Что тут ответишь? Мне и в голову не приходило, что она осмелится задать прямой вопрос. Даже такие дурочки, как Екатерина, иногда задают вопросы по существу. Я отвернулась, глянула на осенние поля, туда, где полноводная от недавних дождей река сияет, как узкая рапира.
— Вы меня попросили помочь. Я ваш друг.
— А Анне вы тоже помогали?
— Нет, конечно! Она бы от меня помощи не приняла.
— Вы с ней не дружили?
— Она была моей золовкой.
— Но она вас не любила?
— Не думаю, что она меня вообще замечала, даже в мою сторону никогда не глядела.
Мои ответы ее не успокоили, а только раззадорили. Казалось, я слышу, как у нее в голове шевелятся разные мысли.
— Она вас не любила? Анна с сестрой и ваш муж — они всегда были вместе. А вас в компанию не принимали.
Пытаюсь рассмеяться, только смех получается невеселый.
— Право же, мы не дети, играющие на школьном дворе.
— Но королевский двор ничуть не лучше. Вы их возненавидели за то, что они вас не взяли в компанию?
— Я тоже Болейн. Такая же Болейн, как и они. Я стала Болейн, когда вышла замуж, их дядюшка герцог — и мой дядюшка. Я не меньше их блюла интересы семьи.
— Тогда почему вы свидетельствовали против них?
Гляжу на нее чуть дыша:
— Кто вам такое сказал? Кто на меня наговорил?
— Мне Екатерина Кэри все объяснила. — Она произносит эти слова так просто, словно не понимает — негоже молодым женщинам, почти девочкам, обсуждать государственные тайны и измены, кровосмешения и казни. — Сказала, что вы свидетельствовали против мужа и его сестры, предоставили доказательства того, что они были любовниками и государственными преступниками.
— Вовсе и не я, — еле слышно шепнули мои губы, — вовсе и не я.
Нет сил слушать. Не хочу об этом думать. Только не сегодня.
— Все было совсем не так. Вы ничего не понимаете, вы еще слишком юны. Я пыталась его спасти. Я пыталась ее спасти. Дядюшка придумал замечательный план. Ничего не вышло, но план был замечательный. Я думала, что своим свидетельством его спасу, а вышло наоборот.
— Ах вот как.
— Это было ужасно. — Я больше не в силах сдерживаться. — Я пыталась его спасти. Я его так любила! Я бы все для него сделала.
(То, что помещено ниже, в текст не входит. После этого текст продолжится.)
PR #95, opened 2023-03-09
added changes requested during tests

esunar:
outputs converter from:
```
    "hostname": {
        "default": "",
        "description": "Override hostname, when empty uses default machine hostname",
        "source": "user",
        "type": "string",
        "value": "osman",
    },
    "xx": {
        "default": "",
        "description": "",
        "source": "user",
        "type": "string",
        "value": "xx",
    },
    "others": {
        "default": "",
        "description": "",
        "source": "user",
        "type": "string",
        "value": "xx",
    },
```

to:
`{"hostname": "osman", "xx": "xx", "others": "xx"}`

### DIFF
--- a/juju_spell/cli/config.py
+++ b/juju_spell/cli/config.py
@@ -40,7 +40,7 @@ class ConfigCMD(JujuWriteCMD):
         The config command gets or sets the config options on applications.
 
         Example:
-        $ juju-spell config --config-app nova-compute
+        $ juju-spell config nova-compute
         [
          {
           "context": {
@@ -50,13 +50,9 @@ class ConfigCMD(JujuWriteCMD):
           "output": {
             "my_model": {
               "my_application": {
-                "config_item": {
-                  "default": "",
-                  "description": "",
-                  "source": "",
-                  "type": "",
-                  "value": ""
-                },
+                "config_item": "config_value",
+                "config1_item": "config1_value",
+                "config2_item": "config2_value",
               }
             }
            }
@@ -65,8 +61,8 @@ class ConfigCMD(JujuWriteCMD):
          }
         ]
 
-        $ juju-spell config --config-app nova-compute --config-get config_item
-        $ juju-spell config --config-app nova-compute --config-set "a=1" "b=3"
+        $ juju-spell config nova-compute config_item
+        $ juju-spell config nova-compute --config-set "a=1" "b=3"
 
         With --file option multiple application configurations can be changed.
         $ juju-spell config --config-file config.yaml
--- a/juju_spell/cli/config.py
+++ b/juju_spell/cli/config.py
@@ -18,7 +18,6 @@
 import argparse
 import logging
 import textwrap
-from argparse import _MutuallyExclusiveGroup
 from pathlib import Path
 from typing import Any, List, Optional, Sequence, Union
 
@@ -88,9 +87,14 @@ class ConfigCMD(JujuWriteCMD):
         """Add arguments specific to the export-login command."""
         super().fill_parser(parser)
         parser.add_argument(
-            "--config-get",
-            required=False,
+            "config-app",
+            nargs="?",
+            help="The application to show/update configuration.",
+        )
+        parser.add_argument(
+            "config-get",
             type=str,
+            nargs="?",
             help="Single property to get.",
         )
         parser.add_argument(
@@ -100,24 +104,11 @@ class ConfigCMD(JujuWriteCMD):
             action=KeyValue,
             help="key=value pairs to update application config.",
         )
-
-        application_group = parser.add_mutually_exclusive_group(required=True)
-        self.add_mutually_exclusive_group_parameters(application_group)
-
-    def add_mutually_exclusive_group_parameters(
-        self, application_group: _MutuallyExclusiveGroup
-    ) -> None:
-        """Add mutually exclusive group."""
-        application_group.add_argument(
+        parser.add_argument(
             "--config-file",
             type=get_application_config,
             required=False,
             help="The path to yaml-formatted application config.",
-        )
-        application_group.add_argument(
-            "--config-app",
-            required=False,
-            help="The application to show/update configuration.",
         )
 
 
--- a/juju_spell/cli/config.py
+++ b/juju_spell/cli/config.py
@@ -84,7 +84,7 @@ class ConfigCMD(JujuWriteCMD):
     command = ConfigCommand
 
     def fill_parser(self, parser: _CustomArgumentParser) -> None:
-        """Add arguments specific to the export-login command."""
+        """Add arguments specific to the config command."""
         super().fill_parser(parser)
         parser.add_argument(
             "config-app",
--- a/juju_spell/commands/config.py
+++ b/juju_spell/commands/config.py
@@ -103,12 +103,9 @@ def values_only(
     """
     new_values: Dict[str, str] = {}
     for key, value in all_config_of_app.items():
-        new_values[key] = value.get("value")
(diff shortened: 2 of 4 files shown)


juju_spell/cli/config.py
```diff
@@ -88,9 +87,14 @@ def fill_parser(self, parser: _CustomArgumentParser) -> None:
         """Add arguments specific to the export-login command."""
```
chanchiwai-ray, line 87: This is not related to your patch, but maybe consider removing it since it's not about `export-login` command

juju_spell/commands/config.py
```diff
@@ -26,46 +28,90 @@ class ConfigCommand(BaseJujuCommand):
...
+    properties = [dns-ha]
+
+    to ->
+    {
+        "dns-ha": false,
+    }
+    """
+    new_values: Dict[str, str] = {}
+    for key, value in all_config_of_app.items():
+        new_values[key] = value.get("value")
```
chanchiwai-ray, line 106: non-blocking suggestion: maybe we can reduce a for-loop by combining the `if properties` logic in this loop. E.g.
```python
for key, value in all_config_of_app.items():
    if properties and key in properties:
        new_values[key] = value.get("value")
```

tests/unit/commands/test_cmd_config.py
```diff
@@ -8,18 +9,47 @@
...
-    def __init__(self, props: Dict[str, str]):
+    def __init__(self):
         """Initialize with dictionary."""
-        self.properties = props
+        self.properties = copy.deepcopy(FULL_CONFIG)
 
     async def set_config(self, props: Dict[str, str]):
-        self.properties.update(props)
+        for key, value in props.items():
+            print(key)
```
chanchiwai-ray, line 50: did you forget to remove it ?

chanchiwai-ray (changes requested):
LGTM overall, I have some small inline comments that you might want to apply.

juju_spell/cli/config.py
esunar: fixed

juju_spell/commands/config.py
esunar: I am leaving as is because I don't want to iterate if properties is empty.

tests/unit/commands/test_cmd_config.py
esunar: Removed

juju_spell/commands/config.py
chanchiwai-ray: I meant you can remove, if you use above logic.
```python
    if properties:
￼        for key in all_config_of_app.keys():
￼            if key not in properties:
￼                new_values.pop(key)
```
But i think it's not important which way you choose, since the complexity is just reduce from `O(2n) ~ O(n) to O(n)`

chanchiwai-ray (approved):

juju_spell/commands/config.py
esunar: If properties is null 
O(1)
else
O(n)

juju_spell/cli/config.py
```diff
@@ -85,12 +84,17 @@ class ConfigCMD(JujuWriteCMD):
     command = ConfigCommand
 
     def fill_parser(self, parser: _CustomArgumentParser) -> None:
-        """Add arguments specific to the export-login command."""
+        """Add arguments specific to the config command."""
         super().fill_parser(parser)
         parser.add_argument(
-            "--config-get",
-            required=False,
+            "config-app",
```
rgildein, line 90: I think you need also change example in overview.

juju_spell/commands/config.py
chanchiwai-ray:
```python3
    new_values: Dict[str, str] = {}
    for key, value in all_config_of_app.items(): # O(n)
        new_values[key] = value.get("value")

    if properties: # O(1) or O (n)
        for key in all_config_of_app.keys():
            if key not in properties:
                new_values.pop(key)
    return new_values

# total = O(n) + [O(1) or O(n)] = O(n)

---------------------------------------

    new_values: Dict[str, str] = {}
    for key, value in all_config_of_app.items(): # O(n)
        if properties and key in properties:
            new_values[key] = value.get("value")
    return new_values

# total = O(n)
```

rgildein:
```python
new_values: Dict[str, str] = {}
for key, value in all_config_of_app.items():
    if not properties or key in properties:
        new_values[key] = value.get("value")
```

rgildein (changes requested):
two small suggestion

juju_spell/commands/config.py
rgildein: I agree with @chanchiwai-ray here, but I think you need to use `if not properties or key in properties:`.

juju_spell/commands/config.py
```diff
@@ -26,46 +28,90 @@ class ConfigCommand(BaseJujuCommand):
...
     properties: Dict[str, str] = kwargs.get("config_set", None)
 
-    if application:
+    if updates:
+        config = await apply_file_config(model, updates)
+    elif application:
         juju_app: Application = model.applications.get(application)
         if not juju_app:
-            logger.warning("Unable to find application %s", application)
+            emit.message(f"model:{model.info.name} unable to find application:{application}")
```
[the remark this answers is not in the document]
esunar: message, verbose, debug, trace no other option

juju_spell/cli/config.py
esunar: done

juju_spell/commands/config.py
esunar: Sorry I understood a little late :(

esunar: fixed

juju_spell/commands/config.py
```diff
@@ -26,46 +28,90 @@ class ConfigCommand(BaseJujuCommand):
...
         else:
-            config[application] = all_config_of_app
+            config[application] = values_only(all_config_of_app, *keys)
 
-    elif updates:
-        config = await apply_file_config(model, updates)
     return config
 
 
+def values_only(
```
jneo8, line 76: **nitpick (non-blocking):** 

Maybe we can have more meaningful function name here.

jneo8 (approved):
Only one non-blocking comment

juju_spell/commands/config.py
esunar: Any suggestion?

juju_spell/commands/config.py
esunar: by the way `in` operator in also O(n) so the function is O(n^2)

juju_spell/commands/config.py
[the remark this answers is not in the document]
rgildein: There is also error, but no warning.... ok that's strange

juju_spell/cli/config.py
rgildein: Thanks

juju_spell/commands/config.py
jneo8: Something relate to serialization?

rgildein (approved):
LGTM

juju_spell/commands/config.py
esunar: nooo, because it has nothing to do with serialization

juju_spell/commands/config.py
chanchiwai-ray: you're right, `properies` is a tuple 😞 , I saw you use `in`, I thought it's `set` or `dict` like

— Вы пытались его спасти? — Юное личико переполняется сочувствием.
— Я была готова за него умереть, — отерла слезу рукой, затянутой в перчатку. — Я бы все сделала, только бы его спасти.
— А почему ничего не вышло? — испуганно шепчет она.
— Мы с вашим дядюшкой надеялись, что, если они во всем признаются, король с Анной разведется и отправит ее в монастырь. Мы думали, брата лишат титула и всех почестей и сошлют. Остальные придворные, которых вместе с ними обвинили, — друзья Георга, ее свита — вообще были ни в чем не виновны. Мы понадеялись, что их всех простят, как простили Томаса Уайетта.
— И что случилось?
Я, как во сне, начинаю рассказ. Словно старый сон, кошмар, что будит меня среди ночи, вернулся вновь.

 

— Они все отрицали. Все пошло не по плану. Они должны были во всем признаться, а они все отрицали, признались только в том, что непочтительно отзывались о короле. Георг сказал, что король ничего не может в постели. — Даже солнечным осенним деньком пять лет спустя я оглядываюсь по сторонам и понижаю голос — как бы кто не услышал. — Они испугались, все отрицали, не умоляли о помиловании. Я держалась заранее намеченного плана, как дядюшка велел. Спасла наши земли, спасла наследство Болейнов, спасла наше состояние.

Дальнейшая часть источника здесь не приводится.